#### TASK BRIEF
Copy out every line below without alteration.

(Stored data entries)
········

Issue #156, opened 2018-02-07
Add loading animation


MartinKolarik:
On slow internet connection the package page takes a while to load and there's no visual indication whether it's still loading or failed.

![screenshot 2018-02-07 10 28 32](https://user-images.githubusercontent.com/6192491/35908740-cfe0f84c-0bf1-11e8-887b-087a1027dc83.png)

jimaek:
I assume its loading data.jsdelivr.com. Shouldn't most of the elements be visible but empty since its basic html?

MartinKolarik:
Everything that isn't visible in the screenshot needs data from the API.

MartinKolarik:
And the parts that need data from API are visible only after we get the data, otherwise it would look even more broken.

PR #157, opened 2018-02-07
Add loading animation

HesyRa:
https://github.com/jsdelivr/www.jsdelivr.com/issues/156

### DIFF
--- a/src/public/less/pages/package.less
+++ b/src/public/less/pages/package.less
@@ -7,18 +7,5 @@
 
 	.c-slider {
 		overflow: hidden;
-		.c-slide {
-			div:empty {
-				animation: fa-spin 2s infinite linear;
-				&:before {
-					text-align: center;
-					content: "\f021";
-					font-family: FontAwesome;
-					font-size: 50px;
-					display: block;
-					color: @c-gray;
-				}
-			}
-		}
 	}
 }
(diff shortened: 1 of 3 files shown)


jimaek:
Very broken https://dl.dropboxusercontent.com/s/sxant2nlzmmkivw/chrome_2018-02-07_15-45-30.png

jimaek:
It should also continue spinning until all elements load. Right now the main spinner disappeared once the title loaded but it had to continue until we had a file list.

MartinKolarik:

········

#### YOUR SOLUTION
Issue #156, opened 2018-02-07
Add loading animation


MartinKolarik:
On slow internet connection the package page takes a while to load and there's no visual indication whether it's still loading or failed.

![screenshot 2018-02-07 10 28 32](https://user-images.githubusercontent.com/6192491/35908740-cfe0f84c-0bf1-11e8-887b-087a1027dc83.png)

jimaek:
I assume its loading data.jsdelivr.com. Shouldn't most of the elements be visible but empty since its basic html?

MartinKolarik:
Everything that isn't visible in the screenshot needs data from the API.

MartinKolarik:
And the parts that need data from API are visible only after we get the data, otherwise it would look even more broken.

PR #157, opened 2018-02-07
Add loading animation

HesyRa:
https://github.com/jsdelivr/www.jsdelivr.com/issues/156

### DIFF
--- a/src/public/less/pages/package.less
+++ b/src/public/less/pages/package.less
@@ -7,18 +7,5 @@
 
 	.c-slider {
 		overflow: hidden;
-		.c-slide {
-			div:empty {
-				animation: fa-spin 2s infinite linear;
-				&:before {
-					text-align: center;
-					content: "\f021";
-					font-family: FontAwesome;
-					font-size: 50px;
-					display: block;
-					color: @c-gray;
-				}
-			}
-		}
 	}
 }
(diff shortened: 1 of 3 files shown)


jimaek:
Very broken https://dl.dropboxusercontent.com/s/sxant2nlzmmkivw/chrome_2018-02-07_15-45-30.png

jimaek:
It should also continue spinning until all elements load. Right now the main spinner disappeared once the title loaded but it had to continue until we had a file list.

MartinKolarik:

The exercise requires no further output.